Reps : Britain’s hardest working professionals
This morning, on my gentle canter into work, I saw what we commonly refer to as a ‘rep’ in his smart LeasePlanned Mondeo-alike. Nothing unusual in that – our road network is full of such characters. Our Man on a Mission was on the ‘phone and he had his SatNav and Road Angel stuck to the heated windscreen – essential high mile tools I’m sure you’ll agree.
Again, nothing unusual in all that – he was, after all, grafting for GB PLC. However, what really caught my attention was that he seemed unable to steer this Mondog variant (Mazda 6 to you) in a smooth, straight line. Now this was unusual because these Pros can drive the alloys off most cars – if you think you’re ace in your holiday rent-a-Fiesta, you’re just an amateur compared to these mobile order-takers.
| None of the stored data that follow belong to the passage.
PR #579, opened 2018-10-10
feat: check if order is swappable before broadcast

sangaman:
This PR adds a check before broadcasting an order to peers to ensure that we have active swap clients for both sides of the trading pair for that order. In other words, we check to make sure that an order can be swapped before advertising it to peers. This is done to avoid polluting peers' order books with orders that can't possibly be swapped, which can result in unnecessary swap failures and banning.

### DIFF
--- a/lib/swaps/Swaps.ts
+++ b/lib/swaps/Swaps.ts
@@ -103,21 +103,12 @@ class Swaps extends EventEmitter {
   }
 
   /**
-   * Verifies that the order still exists on orderBook
+   * Checks if there exist active swap clients for both currencies in a given trading pair.
+   * @returns `true` if the pair has swap support, `false` otherwise
    */
-  // TODO: replace the dummy implementation with real order book integration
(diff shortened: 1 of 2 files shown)


lib/swaps/Swaps.ts
```diff
@@ -103,21 +103,12 @@ class Swaps extends EventEmitter {
...
-  }
-
-  /**
-   * Verifies that the order still exists on orderBook
-   */
-  // TODO: replace the dummy implementation with real order book integration
-  private checkAndHoldAmount = (deal: SwapDeal): number => {
-    this.logger.debug('checking and holding amount for swap ' + deal.pairId + ':' + deal.orderId + ':' + deal.takerAmount);
-    return deal.takerAmount;
+  public isPairSupported = (pairId: string): boolean => {
```
moshababo: this should to be united with the temp `verifyExecution` method I recently added

sangaman: Makes sense. You mean in addition to being used here right? I'll add it.

PR #581, opened 2018-10-12
Minor swap refactoring/renaming

### LINKED ISSUE #551: Minor swap refactoring/renaming

ImmanuelSegol:
Closes #551 

@sangaman I didn't understand what you meant by: 

> On error/failure responses, send an enum failure reason rather than a string. This involves less data transmission between peers, and more importantly it makes checking the error or failure reason easier since we don't need to compare exact strings where a typo could mess things up and go undetected by the compiler.

Where you refering to `swap.failed`?

### DIFF
--- a/lib/p2p/packets/types/SwapAcceptedPacket.ts
+++ b/lib/p2p/packets/types/SwapAcceptedPacket.ts
@@ -3,7 +3,7 @@ import PacketType from '../PacketType';
 
 // TODO: proper error handling
 export type SwapResponsePacketBody = {
-  rHash: string;
+  r_hash: string;
   /** Specifies the accepted quantity (which may be less than the proposed quantity). */
   quantity: number;
   makerCltvDelta: number;
--- a/lib/p2p/packets/types/SwapFailedPacket.ts
+++ b/lib/p2p/packets/types/SwapFailedPacket.ts
@@ -3,7 +3,7 @@ import PacketType from '../PacketType';
 
 // TODO: proper error handling
 export type SwapErrorPacketBody = {
-  rHash: string;
+  r_hash: string;
   errorMessage: string;
 };
 
--- a/lib/swaps/Swaps.ts
+++ b/lib/swaps/Swaps.ts
@@ -103,21 +103,12 @@ class Swaps extends EventEmitter {
   }
 
   /**
-   * Verifies that the order still exists on orderBook
+   * Checks if there exist active swap clients for both currencies in a given trading pair.
+   * @returns `true` if the pair has swap support, `false` otherwise
    */
-  // TODO: replace the dummy implementation with real order book integration
-  private isOrderOnBook = (pairId: string, orderId: string): boolean => {
-    this.logger.debug('checking order book for ' + pairId + ':' + orderId);
-    return true;
-  }
-
-  /**
-   * Verifies that the order still exists on orderBook
-   */
-  // TODO: replace the dummy implementation with real order book integration
-  private checkAndHoldAmount = (deal: SwapDeal): number => {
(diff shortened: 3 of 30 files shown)


proto/lndrpc.proto
```diff
@@ -1625,10 +1625,10 @@ message Invoice {
     The hex-encoded preimage (32 byte) which will allow settling an incoming
     HTLC payable to this preimage
     */
-    bytes r_preimage = 3 [json_name = "r_preimage"];
+    bytes rPreimage = 3 [json_name = "rPreimage"];
```
sangaman: FYI we're using snake_case for the proto definition, I was thinking of only changing the names internally.

lib/p2p/packets/types/SwapFailedPacket.ts
```diff
@@ -7,18 +7,18 @@ export type SwapErrorPacketBody = {
   errorMessage: string;
 };
 
-class SwapErrorPacket extends Packet<SwapErrorPacketBody> {
+class SwapFailedPacket extends Packet<SwapErrorPacketBody> {
```
sangaman: Per my last comment, let's leave the packet renaming changes out for now because they are a breaking change for p2p communication.

lib/p2p/packets/types/SwapAcceptedPacket.ts
```diff
@@ -9,7 +9,7 @@ export type SwapResponsePacketBody = {
   makerCltvDelta: number;
 };
 
-class SwapResponsePacket extends Packet<SwapResponsePacketBody> {
+class SwapAcceptedPacket extends Packet<SwapResponsePacketBody> {
```
sangaman: Let's leave this as the old name until we're closer to the next release.

lib/swaps/Swaps.ts
```diff
@@ -57,7 +57,7 @@ type SwapDeal = {
   makerToTakerRoutes?: lndrpc.Route[];
   createTime: number;
   executeTime?: number;
-  competionTime?: number
+  completionTime?: number
```
sangaman: Can we call this `completeTime`? Just to be consistent with `createTime` and `executeTime` above.

ImmanuelSegol:
@sangaman Do you know how I can fix the travis build ? I think there is some conflicts this PR was made before I got access to the repo.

The reason Rep was struggling to steer became obvious when I got up close: he was typing away on a laptop. GENIUS!
Obviously, he was on his way to a morning sales meet and this guy was massaging his Excel stats to suit the required PowerPoint presentation. I know such driving would incur the wrath of those on a sweet 36 (Flexi) hour week and those same self-righteous people who never ever been booked for speeding, but you’ve got to hand it to these men and women.
They cover at least a 1000 miles per week, they need to be an IT bod for their presentations, be a mathematical genius for their product margins, they’ve got to keep those stripy shirts crisp ‘n’ dry to impress the secretary and –crucially- they need to have their Super High InTensity sales patter off to a fine art – an art in itself, trust me.
A thrusting young executive once told me that nothing in commerce moves until a sale is made and this is true. I was once offered a job in Repping for a manufacturer in security products to the Trade but, when I looked at the UserChooser list, I turned on my heels. There was no way I’d do a Basic + Excellent Commission for a 60 hour week in an Avensis – Gold BP fuel card or not.
Actually, I now, in a way, feel responsible for the drop in UK productivity because, whether you begrudge these cold callers or not, they are keeping the lifeblood of the Private Sector pumping. Just remember that as you selfishly hog the outside lane at a pathetic 90mph. Chances are the man in the latest Raybans close behind you is doing his invoicing and you’re obscuring his view ahead. MOVE!